Armonio's comedy is one of the first plays ever staged in Venice, preceding by eight years the first performance of a drama by an ancient author, which, according to all major sources, dates back to 1508. In Sabellico' Opera, published in Venice in 1502, at p. 52 there is a letter addressed by him to Marco Armonio. In the letter, Sabellico, who had the chance to read the comedy before it was published and had attended firsthand its first staging, praises the work for the ‘argumentum, dignitas personarum, sententiarum gravitas, verba cum vetusta, tum figura et lepore Plautinis simillima”, using a terminology that is clearly taken from Aristotle's Poetics, whose first edition had appeared in Venice only a few years earlier (1498) in Lorenzo Valla's Latin translation.
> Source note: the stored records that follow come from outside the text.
PR #358, opened 2024-11-14
[IOAPPX-428] Add the new `useScaleAnimation` and `useListItemAnimation` hooks + Add support for the `reducedMotion` a11y setting

dmnplb:
## Short description
This PR improves the overall code quality by removing a lot of repeated code. This change is possible thanks to the new `useScaleAnimation` and `useListItemAnimation` hooks. This PR also adds support for the _**Reduce motion**_ a11y setting.

- `useScaleAnimation` should be used when you want a simple scale effect, like the one applied to `Button…` or `Module…` components
- `useListItemAnimation` should be used when you want to build another `ListItem…` component and you can't use `PressableListItemBase` for various reasons

Both hooks use the `useSpringPressProgressValue` hook at their core.

- Add and export the new `useScaleAnimation` and `useListItemAnimation` hooks
- Rename `IOScaleValues` to `IOScaleEffect`, improve naming of its keys
- Apply the new `useScaleAnimation` hook to the following components:
  - All the buttons
  - `PressableModuleBase`, so all the `Module…` components
  - `Alert…` components
  - `Banner`
  - `TabItem`
  - `NumberButton`
- Apply the new `useListItemAnimation` hook to all the **interactive** `ListItem…` components 
- Add support for the _**Reduce Motion**_ setting: when it's enabled, the scaling effect won't be applied when you press, except for the `Module…` components where it's still applied, but with a less pronounced effect
- Replace `useListItemSpringAnimation` with `useListItemAnimation`
- Replace `useModuleSpringAnimation` with `useScaleAnimation`

### Preview
When `reducedMotion` is enabled, the scale effect won't be applied:

https://github.com/user-attachments/assets/2764ce43-b63b-4fc5-acc7-ff51bccc87fe

## How to test
Go to all the components that use a scale effect and check that there are no regressions.


LeleDallas (commented):
The tests on the iOS simulator look promising. I haven’t noticed significant differences compared to the default behavior. It would be great if someone else could test as well to confirm.

LeleDallas (approved):
Test on real devices, works as expected!

PR #359, opened 2024-11-18
[IOAPPX-429] Enable `allowFontScaling` by default in the `IOText` component

dmnplb:
## Short description
This PR enables `allowFontScaling` by default in the `IOText` component. Previously the default was tied to the state of the `isExperimental` value, so it was only enabled if you enabled the experimental DS.

- Set `allowFontScaling` fallback value to `true` in the `IOText` component 

## How to test
Set larger text on your device and check that the text is dynamic in both standard and experimental views.


LeleDallas:
Tested on Android device and iOS devices and it works properly!

| Android  | iOS |
| ------------- | ------------- |
| <video src="https://github.com/user-attachments/assets/3d352b6a-8662-4860-833d-a51f512a56a5">  | <video src="https://github.com/user-attachments/assets/c26c0492-3b60-4e06-a673-ee7fdda8633e">|

On android I'm facing the same behavior described [here](https://github.com/pagopa/io-app-design-system/pull/348#issuecomment-2521104426).
I believe further investigation is needed to address it

LeleDallas (approved):
As discussed during the meeting, we find this behavior acceptable 💫

PR #372, opened 2024-12-19
Remove some variants of `Badge`

dmnplb:
> [!caution]
> This PR introduces a breaking change. It will be merged along with this PR just before we release the `5.0.0` major:
> * https://github.com/pagopa/io-app-design-system/pull/345

## Short description
This PR removes some variants of `Badge` from the DS.

- Remove some variants
- Update documentation and stories

### Preview

https://github.com/user-attachments/assets/6b5d30d8-73f7-4fbe-81b2-f95c69bf8fde

## How to test
Check the **Badges** page in the example app


src/components/badge/Badge.tsx
```diff
@@ -13,28 +13,29 @@ import {
...
-    | "info"
-    | "warning"
-    | "error"
-    | "success"
-    | "purple"
-    | "lightBlue"
-    | "blue"
-    | "turquoise"
-    | "contrast";
+  variant: "default" | "warning" | "error" | "success" | "cgn" | "highlight";
```
LeleDallas, line 38: Since the `variant` parameter is required, what do you think to initialize its value to `default`?

dmnplb: @LeleDallas The `Badge' component always gives a meaning when used, even when it's set as `default'. I don't remember exactly why I set the props as required, but it probably had to do with the side effect when the props are not set and the component uses the fallback. If we change the fallback, some parts of the application will show a different badge, thus conveying a different meaning. Maybe I'm being too pedantic here, but I prefer to keep it mandatory.

Another reason is that most of these badges are configured through a config object, and it's better to stay strict at the TypeScript level.

PR #379, opened 2025-01-10
[IOAPPX-462] Fix flickering behaviour in the `SearchInput` on iOS

dmnplb:
## Short description
This PR fixes the flickering behaviour in the `SearchInput` on iOS.

- Replace `ButtonLink` with `IOText`
- ~~Slightly refactor the component using `reanimated` Shared Values~~

### Preview

The visual issue before the fix:

https://github.com/user-attachments/assets/27b5458c-0705-4ac8-93e6-2863251c9287

## How to test
1. Launch the example app
2. Go to the **SearchInput** screen, after enabling bolder text on iOS

### DIFF
--- a/src/components/searchInput/SearchInput.tsx
+++ b/src/components/searchInput/SearchInput.tsx
@@ -3,7 +3,8 @@ import React, {
   forwardRef,
   useCallback,
   useImperativeHandle,
-  useRef
+  useRef,
+  useState
 } from "react";
 import {
   ColorValue,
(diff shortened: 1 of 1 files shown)


LeleDallas:
Work as expected but be careful for this edge case 👀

Sabellico also wrote a short poem in praise of the work and its author (compared to a new Plautus), which Armonio decided to include in the printed edition as the first of the encomiastic texts published at the end of the volume. The eulogies and the comparison with Plautus, Terentius, and Naevius (of whom Armonio is considered a reincarnation) are carried forward also in the following poems by Paolo da Canale and Girolamo Amaseo. The volumes finally closes with a prose letter to Armonio by the Agostinian father Jacopus Baptista from Ravenna, in which Armonio's other works, i.e., epigrammaton libelli, a panegyricus, a book of Silvae, libelli epistolarum, and orations, are listed. Jacobus Baptista also puts Armonio for his revival of ancient drama at the same cultural level of the dedicatee of the edition Pietro Pasqualigo who is compared to Socrates and Aristotle, of Marco Antonio Sabellico compared to Cicero and Livy, of the Venetian master painters Gentile and Giovanni Bellini, and of the sculptors Tullio and Antonio Lombardo.
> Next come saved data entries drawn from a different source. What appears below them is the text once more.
PR #380, opened 2025-01-13
[SIW-1978] Fix a11y issues of list item header and action element

gispada:
## Short description
This PR modifies the accessibility props of `ListItemHeader` to fix how the header is announced. To be more specific:
- The header label is announced independently as a header;
- The optional action item on the right is announced with its own accessibility label, without the header label.

- Made the header view accessible with role header
- Removed accessibility from the outer component view
- Removed concatenation of header label and action label

## How to test
Use a screen reader to announce the list item header, with and without the end element. Ensure each part is announced correctly, in the right order.

### DIFF
--- a/src/components/listitems/ListItemHeader.tsx
+++ b/src/components/listitems/ListItemHeader.tsx
@@ -65,30 +65,19 @@ export const ListItemHeader = ({
   const { dynamicFontScale, spacingScaleMultiplier, hugeFontEnabled } =
     useIOFontDynamicScale();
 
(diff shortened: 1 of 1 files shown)


dmnplb:
@gispada Have you already tested the accessibility on both iOS and Android? If so, have you tested on a real physical device or a virtual one?

gispada:
I tested on both platforms on a real device.

dmnplb (approved):

PR #384, opened 2025-01-24
[IOAPPX-467] Remove legacy color palette

dmnplb:
## Short description
This PR completely removes the legacy colour palette, except for the primary `blue` colour, which is still needed to render the legacy UI in the most appropriate way.

- Remove the legacy color palette
- Rename `blue` to `blue-500`
- Leave the legacy color set with the different shades of `blue-500` (`blue-600` and `blue-50`)
- Update tests and snapshots
- Remove two legacy pictograms that were left for legacy support

## How to test
Run the example app and check if everything is okay


example/src/pages/Pictograms.tsx
```diff
@@ -59,16 +58,14 @@ const sortPictogramSet = (
 
 const filteredIOPictograms = filterPictogramSet(
   {
-    ...IOPictogramsObject,
-    ...IOPictogramsLegacy
+    ...IOPictogramsObject
```
LeleDallas, line 61: What do you think to pass the object without spreading it
```suggestion
const filteredIOPictograms = filterPictogramSet(
  IOPictogramsObject,
  IOPictograms
);
```

dmnplb: Good catch! It made sense with more than two objects to filter. But we can just put the single object when it's just one. Fixed in the following commit → [`d44a226` (#384)](https://github.com/pagopa/io-app-design-system/pull/384/commits/d44a226853bf6ca0841f0aeab9078cb6a22918cf)

LeleDallas (approved):

PR #392, opened 2025-02-05
fix: [IOAPPX-478] Fix `HeaderSecondLevel` issue when variant is set explicitly and dark mode is enabled

dmnplb:
## Short description
This PR fixes an issue that occurred when a certain variant was set to `HeaderSecondLevel` and dark mode was enabled.

### The problem
After the recent introduction of dark mode support for `IconButton`, all icon buttons rendered with dark tones were automatically switched to light tones when dark mode was enabled. This behavior is welcome in most cases, but we have some specific app screens where we set a specific variant (e.g., always light or always dark) regarding the enabled color scheme. 

This is especially common when we set a custom background color. In these cases, if you explicitly set the `HeaderSecondLevel` to dark tones (`neutral` variant), the color was automatically switched to light tones when dark mode was enabled.

> [!note]
> The fix only applies to the new UI. Don't expect the fix to work on the legacy UI

- Add a new `persistentColorMode` prop to the `IconButton`. This prevents the color from switching automatically
- Refactor the inner logic of `HeaderSecondLevel` by applying `persistentColorMode` only when variant is set
- **[extra]** Add support for `FlatList` to the `animatedRef` prop

### Preview

https://github.com/user-attachments/assets/ba20d1d3-d96e-4682-9842-b165abe4558a

## How to test
Edit the props of the different `HeaderSecondLevel` screens included in the example app and test them in both light and dark mode

### DIFF
--- a/example/src/pages/HeaderSecondLevelScreenDiscreteTransitionCustomBg.tsx
+++ b/example/src/pages/HeaderSecondLevelScreenDiscreteTransitionCustomBg.tsx
@@ -6,8 +6,8 @@ import {
   IOVisualCostants,
   VSpacer
 } from "@pagopa/io-app-design-system";
-import { useNavigation } from "@react-navigation/native";
 import { useHeaderHeight } from "@react-navigation/elements";
+import { useNavigation } from "@react-navigation/native";
 import * as React from "react";
 import { useLayoutEffect } from "react";
 import { Alert, View } from "react-native";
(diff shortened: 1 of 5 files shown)


example/src/pages/HeaderSecondLevelScreenDiscreteTransitionCustomBg.tsx
```diff
@@ -23,13 +23,11 @@ export const HeaderSecondLevelScreenDiscreteTransitionCustomBg = () => {
...
     navigation.setOptions({
-      headerTransparent: true,
       header: () => (
         <HeaderSecondLevel
           enableDiscreteTransition
-          transparent
-          variant="contrast"
-          backgroundColor={IOColors["blueIO-500"]}
+          variant="neutral"
+          backgroundColor={IOColors["blueIO-100"]}
```
LeleDallas, line 30: What do you think to find a dynamic approach to determine whether the variant should be `neutral` or `contrast` based on the `backgroundColor` value?

dmnplb: It would be very nice, but in other parts of the screens we set colors by expliciting their value (see CGN category screens, for example), so maybe it's better to leave it as it is now to avoid undesired side effects (like parts of the screen with light tones, others parts with dark ones)

LeleDallas (approved):

PR #417, opened 2025-02-27
refactor(Tab): Add prop to exclude padding in container

LeleDallas:
This props is useful for the new IOScrollViewLargeHeaderWithList component

## Short description
This pull request introduces changes to the `TabNavigation` to add an optional `excludePadding` prop. This prop allows the user to control whether padding is applied to the container

- Added an optional `excludePadding` property to the `TabNavigation` type.
- Updated the `contentContainerStyle` to conditionally apply padding based on the `excludePadding` prop.

## How to test
N/A

### DIFF
--- a/src/components/tabs/TabNavigation.tsx
+++ b/src/components/tabs/TabNavigation.tsx
@@ -40,7 +40,7 @@ const TabNavigation = ({
   tabAlignment = "center",
   onItemPress,
   children,
-  includeContentMargins = false
+  includeContentMargins = true
 }: TabNavigation) => {
   const [itemMinWidth, setItemMinWidth] = React.useState<number>(0);
 
--- a/src/components/tabs/TabNavigation.tsx
+++ b/src/components/tabs/TabNavigation.tsx
@@ -23,6 +23,7 @@ type TabNavigation = {
   onItemPress?: (index: number) => void;
   // Tabs
   children: TabNavigationChildren;
+  excludePadding?: boolean;
 };
 
 const itemsJustify: Record<TabAlignment, FlexStyle["justifyContent"]> = {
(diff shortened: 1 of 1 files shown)


src/components/tabs/TabNavigation.tsx
```diff
@@ -37,7 +38,8 @@ const TabNavigation = ({
   selectedIndex,
   tabAlignment = "center",
   onItemPress,
-  children
+  children,
+  excludePadding = false
```
dmnplb, line 42: How about keeping the same convention used for the `IOScrollViewWith...` component?
```suggestion
  includeContentMargins = true
```

src/components/tabs/TabNavigation.tsx
```diff
@@ -79,7 +81,7 @@ const TabNavigation = ({
       centerContent={true}
       showsHorizontalScrollIndicator={false}
       contentContainerStyle={[
-        styles.container,
+        excludePadding ? styles.containerNoPadding : styles.container,
```
dmnplb, line 84: If we change the naming, we can also make the logic more explicit by using a condition without negation:
```suggestion
        includeContentMargins
          ? { paddingHorizontal: IOVisualCostants.appMarginDefault }
          : {},
```
We should also add `flexGrow` in the following style:
```jsx
{
  flexGrow: 1,
  justifyContent: itemsJustify[tabAlignment]
}
```

src/components/tabs/TabNavigation.tsx
```diff
@@ -95,6 +97,9 @@ const styles = StyleSheet.create({
     flexGrow: 1,
     paddingHorizontal: 24
   },
+  containerNoPadding: {
+    flexGrow: 1
+  },
```
dmnplb, line 102: So we can get rid of both `container…` style objects:
```suggestion
```

dmnplb (changes requested):
Here's my suggestions. What do you think?

LeleDallas:
> Here's my suggestions. What do you think?

That's way better! Addressed here https://github.com/pagopa/io-app-design-system/pull/417/commits/9b73ca384d429f47046fb0a4885a10745078abf9

dmnplb (approved):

The Stephanium had a certain success also north of the Alps, especially in the circle of the Viennese humanists; it was in fact reprinted in Vienna by Hieronymus Vietor in 1515 and 1517. It was still read around the mid-century as attested by Lilio Gregorio Giraldi, who mentions it in his De poetis nostrorum temporum (1551) as one of the few modern dramas that stands the comparison with those of the ancient playwrights.

Not only Sabellico's account, but also the structure itself of the comedy clearly demonstrate that Armonio conceived the Stephanium for an actual staging. We know that he also played as an actor in it, but we don't know what part he chose for himself; maybe that of Geta, who is on stage more than any other character and clarifies the moral meaning of the play when he says: “pater avarus, filius prodigus, nihil est medii” (v. 398) (cf. W. Ludwig, Einleitung, in: G. Armonio, “Ioannis Harmonii Marsi Comoedia Stephanium”, Munich, 1971, pp. 9-87).

BMSTC Italian, 1465-1600, p. 323; Brunet, III, 1474; Edit 16, CNCE3064.